# Description of the task
Copy the entries exactly, leaving out nothing.
------ Data records ------
PR #7633, opened 2022-12-03
feat: polar heading/track part 1

tracernz:
Fixes #[issue_no]

## Summary of Changes

This pull request is the first step to full polar nav capability for the A32NX (and by extension A380X). The ADIRU part is implemented, along with the PFD and ND parts. FCU, FMGC/MCDU, FWC/ECAM, and other systems are not touched in this PR.

Known issues:
- MCDU does not display true heading data, nor stop show "magnetic" data
- AP/FCU in heading mode is unaware of true headings/tracks
- Many other things in the systems that aren't touched yet

## Screenshots (if necessary)

(Graphical tweaks since this)
image

Flashing at slat extension on PFD, different TRUE flag with approach message on ND:
https://user-images.githubusercontent.com/9995998/206412158-93802570-650e-4e18-9b37-2d31d24c93e0.mp4

## Additional context

## Testing instructions

Fly into, out of and around polar areas (> 82 north or south and in the magnetic north region). The Lvar `L:A32NX_PUSH_TRUE_REF` can be used to simulate the TRUE REF pushbutton that isn't actually present in the Asobo A320 flight deck (this will allow you to enter TRUE REF mode outside of polar regions).


tracernz:
Ugh, forgot about rust tests.

src/systems/systems/src/navigation/adirs.rs
```diff
@@ -1365,6 +1440,99 @@ impl InertialReference {
...
+        // TODO excess motion during align
+
+        // TODO ADR data not received or parity error
+
+        if self.extreme_latitude {
+            maint_word |= IrMaintFlags::EXTREME_LATITUDE;
+        }
+
+        if self.is_aligning() {
+            if self
```
davidwalschots, line 1493: For some strange reason multiline comment no longer work. 

**suggestion**: You can replace this code with the following. Note that Rust 1.66 introduces half open ranges without lower bound. We're currently using 1.65. But later we can remove the lower bound on most of these matches and it would still work.

```rust
            maint_word |= match self
                .remaining_align_duration()
                .map(|duration| duration.as_secs())
            {
                Some(0..=60) => IrMaintFlags::ALIGN_1_MINUTES,
                Some(61..=120) => IrMaintFlags::ALIGN_2_MINUTES,
                Some(121..=180) => IrMaintFlags::ALIGN_3_MINUTES,
                Some(181..=240) => IrMaintFlags::ALIGN_4_MINUTES,
                Some(241..=300) => IrMaintFlags::ALIGN_5_MINUTES,
                Some(301..=360) => IrMaintFlags::ALIGN_6_MINUTES,
                Some(361..) => IrMaintFlags::ALIGN_7_10_MINUTES,
                None => IrMaintFlags::default(),
            };
```

src/systems/systems/src/navigation/adirs.rs
```diff
@@ -2137,6 +2318,7 @@ mod tests {
 
         fn assert_ir_heading_data_available(&mut self, available: bool, adiru_number: usize) {
             assert_eq!(self.heading(adiru_number).is_normal_operation(), available);
+            // assert_eq!(self.true_heading(adiru_number).is_normal_operation(), available);
```
davidwalschots, line 2321: **nitpick**: Intended to commit commented out code?

davidwalschots (commented):
I reviewed the Rust portion of code. All good, one suggestion and one nitpick thingie. 😀

src/systems/systems/src/navigation/adirs.rs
------
# Written response
PR #7633, opened 2022-12-03
feat: polar heading/track part 1

tracernz:
Fixes #[issue_no]

## Summary of Changes

This pull request is the first step to full polar nav capability for the A32NX (and by extension A380X). The ADIRU part is implemented, along with the PFD and ND parts. FCU, FMGC/MCDU, FWC/ECAM, and other systems are not touched in this PR.

Known issues:
- MCDU does not display true heading data, nor stop show "magnetic" data
- AP/FCU in heading mode is unaware of true headings/tracks
- Many other things in the systems that aren't touched yet

## Screenshots (if necessary)

(Graphical tweaks since this)
image

Flashing at slat extension on PFD, different TRUE flag with approach message on ND:
https://user-images.githubusercontent.com/9995998/206412158-93802570-650e-4e18-9b37-2d31d24c93e0.mp4

## Additional context

## Testing instructions

Fly into, out of and around polar areas (> 82 north or south and in the magnetic north region). The Lvar `L:A32NX_PUSH_TRUE_REF` can be used to simulate the TRUE REF pushbutton that isn't actually present in the Asobo A320 flight deck (this will allow you to enter TRUE REF mode outside of polar regions).


tracernz:
Ugh, forgot about rust tests.

src/systems/systems/src/navigation/adirs.rs
```diff
@@ -1365,6 +1440,99 @@ impl InertialReference {
...
+        // TODO excess motion during align
+
+        // TODO ADR data not received or parity error
+
+        if self.extreme_latitude {
+            maint_word |= IrMaintFlags::EXTREME_LATITUDE;
+        }
+
+        if self.is_aligning() {
+            if self
```
davidwalschots, line 1493: For some strange reason multiline comment no longer work. 

**suggestion**: You can replace this code with the following. Note that Rust 1.66 introduces half open ranges without lower bound. We're currently using 1.65. But later we can remove the lower bound on most of these matches and it would still work.

```rust
            maint_word |= match self
                .remaining_align_duration()
                .map(|duration| duration.as_secs())
            {
                Some(0..=60) => IrMaintFlags::ALIGN_1_MINUTES,
                Some(61..=120) => IrMaintFlags::ALIGN_2_MINUTES,
                Some(121..=180) => IrMaintFlags::ALIGN_3_MINUTES,
                Some(181..=240) => IrMaintFlags::ALIGN_4_MINUTES,
                Some(241..=300) => IrMaintFlags::ALIGN_5_MINUTES,
                Some(301..=360) => IrMaintFlags::ALIGN_6_MINUTES,
                Some(361..) => IrMaintFlags::ALIGN_7_10_MINUTES,
                None => IrMaintFlags::default(),
            };
```

src/systems/systems/src/navigation/adirs.rs
```diff
@@ -2137,6 +2318,7 @@ mod tests {
 
         fn assert_ir_heading_data_available(&mut self, available: bool, adiru_number: usize) {
             assert_eq!(self.heading(adiru_number).is_normal_operation(), available);
+            // assert_eq!(self.true_heading(adiru_number).is_normal_operation(), available);
```
davidwalschots, line 2321: **nitpick**: Intended to commit commented out code?

davidwalschots (commented):
I reviewed the Rust portion of code. All good, one suggestion and one nitpick thingie. 😀

src/systems/systems/src/navigation/adirs.rs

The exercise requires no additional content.